### DIRECTIONS
The listing below contains a span that opens with the line containing "Either throw or" and closes with the line containing "than return them.". Return that span exactly.

### RECORDS FOR THIS TASK
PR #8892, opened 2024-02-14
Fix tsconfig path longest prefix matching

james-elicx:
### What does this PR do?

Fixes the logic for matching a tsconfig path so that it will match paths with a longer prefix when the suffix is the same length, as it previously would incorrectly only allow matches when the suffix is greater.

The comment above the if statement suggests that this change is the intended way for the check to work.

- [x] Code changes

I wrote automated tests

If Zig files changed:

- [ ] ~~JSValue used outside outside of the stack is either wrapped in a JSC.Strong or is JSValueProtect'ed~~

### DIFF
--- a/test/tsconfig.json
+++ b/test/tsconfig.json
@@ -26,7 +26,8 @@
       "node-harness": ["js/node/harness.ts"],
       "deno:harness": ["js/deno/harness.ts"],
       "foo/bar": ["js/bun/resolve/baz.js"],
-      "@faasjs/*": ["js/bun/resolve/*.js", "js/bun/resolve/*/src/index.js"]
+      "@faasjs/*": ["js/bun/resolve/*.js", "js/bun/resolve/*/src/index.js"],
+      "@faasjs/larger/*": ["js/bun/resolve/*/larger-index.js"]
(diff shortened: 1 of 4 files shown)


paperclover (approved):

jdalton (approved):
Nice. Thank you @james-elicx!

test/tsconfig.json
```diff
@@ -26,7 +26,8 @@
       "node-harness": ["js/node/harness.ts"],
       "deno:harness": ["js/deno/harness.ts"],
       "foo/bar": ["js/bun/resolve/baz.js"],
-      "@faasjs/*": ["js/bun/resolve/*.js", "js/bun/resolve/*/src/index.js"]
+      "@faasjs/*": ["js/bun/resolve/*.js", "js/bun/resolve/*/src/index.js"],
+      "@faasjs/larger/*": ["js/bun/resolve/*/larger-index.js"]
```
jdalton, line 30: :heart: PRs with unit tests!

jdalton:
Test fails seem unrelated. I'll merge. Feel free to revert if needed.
...
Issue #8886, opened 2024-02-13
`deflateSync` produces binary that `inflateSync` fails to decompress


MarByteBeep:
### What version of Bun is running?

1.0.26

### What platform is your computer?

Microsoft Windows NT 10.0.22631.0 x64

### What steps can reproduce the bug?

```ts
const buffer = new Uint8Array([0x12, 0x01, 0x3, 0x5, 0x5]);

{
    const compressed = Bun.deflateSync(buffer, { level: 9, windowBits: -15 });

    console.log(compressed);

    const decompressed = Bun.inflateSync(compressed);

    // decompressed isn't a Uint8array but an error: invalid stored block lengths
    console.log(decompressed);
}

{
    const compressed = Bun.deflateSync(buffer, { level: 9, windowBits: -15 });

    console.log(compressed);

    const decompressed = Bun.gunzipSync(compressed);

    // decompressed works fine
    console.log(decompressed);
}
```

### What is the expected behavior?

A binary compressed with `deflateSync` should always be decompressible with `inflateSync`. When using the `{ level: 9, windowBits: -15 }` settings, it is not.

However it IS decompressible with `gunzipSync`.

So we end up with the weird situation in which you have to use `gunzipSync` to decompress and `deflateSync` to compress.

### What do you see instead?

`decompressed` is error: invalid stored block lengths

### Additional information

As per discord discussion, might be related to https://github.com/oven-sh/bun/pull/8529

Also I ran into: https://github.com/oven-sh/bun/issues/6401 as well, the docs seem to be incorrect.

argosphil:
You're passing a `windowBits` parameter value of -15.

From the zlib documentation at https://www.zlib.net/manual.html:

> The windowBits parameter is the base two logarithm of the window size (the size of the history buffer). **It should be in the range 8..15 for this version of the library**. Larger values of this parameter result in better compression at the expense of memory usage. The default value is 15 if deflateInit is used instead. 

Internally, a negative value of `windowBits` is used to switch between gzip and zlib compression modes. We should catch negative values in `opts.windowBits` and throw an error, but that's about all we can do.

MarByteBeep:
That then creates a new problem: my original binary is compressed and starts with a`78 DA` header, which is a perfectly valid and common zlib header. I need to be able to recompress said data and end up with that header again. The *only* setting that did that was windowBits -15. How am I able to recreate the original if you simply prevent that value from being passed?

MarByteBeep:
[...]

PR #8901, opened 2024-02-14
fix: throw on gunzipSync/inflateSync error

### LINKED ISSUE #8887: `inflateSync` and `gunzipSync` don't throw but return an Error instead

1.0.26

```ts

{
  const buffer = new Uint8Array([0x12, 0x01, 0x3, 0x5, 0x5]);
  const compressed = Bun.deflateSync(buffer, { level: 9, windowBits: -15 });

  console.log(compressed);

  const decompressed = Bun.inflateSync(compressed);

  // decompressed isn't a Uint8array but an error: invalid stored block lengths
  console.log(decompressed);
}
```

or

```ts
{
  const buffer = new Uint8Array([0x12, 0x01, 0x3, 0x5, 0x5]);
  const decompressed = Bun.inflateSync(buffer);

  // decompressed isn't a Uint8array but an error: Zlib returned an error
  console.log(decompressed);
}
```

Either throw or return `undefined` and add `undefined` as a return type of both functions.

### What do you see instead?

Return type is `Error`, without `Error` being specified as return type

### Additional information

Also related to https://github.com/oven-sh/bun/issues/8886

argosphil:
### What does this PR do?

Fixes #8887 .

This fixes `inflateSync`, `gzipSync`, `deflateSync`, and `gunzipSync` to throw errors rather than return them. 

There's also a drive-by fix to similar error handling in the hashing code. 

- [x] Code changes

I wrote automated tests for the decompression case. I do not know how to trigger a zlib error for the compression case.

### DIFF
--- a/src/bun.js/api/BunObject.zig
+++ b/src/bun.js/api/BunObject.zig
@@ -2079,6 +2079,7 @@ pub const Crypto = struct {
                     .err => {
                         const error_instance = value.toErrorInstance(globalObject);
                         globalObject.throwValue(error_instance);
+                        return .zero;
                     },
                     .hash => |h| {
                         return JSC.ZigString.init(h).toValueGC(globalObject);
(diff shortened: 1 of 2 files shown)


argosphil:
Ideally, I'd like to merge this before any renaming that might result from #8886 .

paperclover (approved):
--
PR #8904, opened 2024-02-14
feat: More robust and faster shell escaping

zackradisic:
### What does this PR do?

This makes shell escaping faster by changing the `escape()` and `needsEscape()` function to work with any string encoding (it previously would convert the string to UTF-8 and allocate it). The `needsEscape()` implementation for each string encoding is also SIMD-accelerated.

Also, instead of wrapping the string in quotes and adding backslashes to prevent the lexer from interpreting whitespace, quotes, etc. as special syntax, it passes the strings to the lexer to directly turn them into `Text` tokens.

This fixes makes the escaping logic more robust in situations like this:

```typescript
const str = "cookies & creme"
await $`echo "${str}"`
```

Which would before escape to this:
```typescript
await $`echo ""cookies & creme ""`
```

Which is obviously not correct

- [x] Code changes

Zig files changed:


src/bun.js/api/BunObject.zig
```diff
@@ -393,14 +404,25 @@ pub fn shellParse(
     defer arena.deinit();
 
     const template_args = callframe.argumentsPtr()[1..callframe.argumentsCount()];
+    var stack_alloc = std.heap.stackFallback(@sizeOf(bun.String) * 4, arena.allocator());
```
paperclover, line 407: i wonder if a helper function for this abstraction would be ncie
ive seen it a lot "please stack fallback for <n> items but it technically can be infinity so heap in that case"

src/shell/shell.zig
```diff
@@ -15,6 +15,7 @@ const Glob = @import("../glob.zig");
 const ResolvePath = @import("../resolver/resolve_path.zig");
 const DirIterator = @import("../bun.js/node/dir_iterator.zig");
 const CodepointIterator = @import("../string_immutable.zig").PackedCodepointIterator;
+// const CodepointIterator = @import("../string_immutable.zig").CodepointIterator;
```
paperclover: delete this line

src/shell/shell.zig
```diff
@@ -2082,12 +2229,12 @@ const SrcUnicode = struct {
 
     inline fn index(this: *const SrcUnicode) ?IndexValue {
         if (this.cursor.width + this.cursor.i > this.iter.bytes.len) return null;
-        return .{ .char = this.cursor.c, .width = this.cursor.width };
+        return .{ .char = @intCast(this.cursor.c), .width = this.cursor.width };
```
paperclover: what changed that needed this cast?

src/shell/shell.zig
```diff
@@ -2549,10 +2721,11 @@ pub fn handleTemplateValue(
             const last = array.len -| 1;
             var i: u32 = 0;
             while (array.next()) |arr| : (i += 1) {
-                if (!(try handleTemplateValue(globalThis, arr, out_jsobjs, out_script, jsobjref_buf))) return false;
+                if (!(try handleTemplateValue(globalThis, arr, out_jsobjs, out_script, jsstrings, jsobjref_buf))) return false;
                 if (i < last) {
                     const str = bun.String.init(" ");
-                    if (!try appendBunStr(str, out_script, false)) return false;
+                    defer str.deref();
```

### SOLUTION
Either throw or return `undefined` and add `undefined` as a return type of both functions.

### What do you see instead?

Return type is `Error`, without `Error` being specified as return type

### Additional information

Also related to https://github.com/oven-sh/bun/issues/8886

argosphil:
### What does this PR do?

Fixes #8887 .

This fixes `inflateSync`, `gzipSync`, `deflateSync`, and `gunzipSync` to throw errors rather than return them. 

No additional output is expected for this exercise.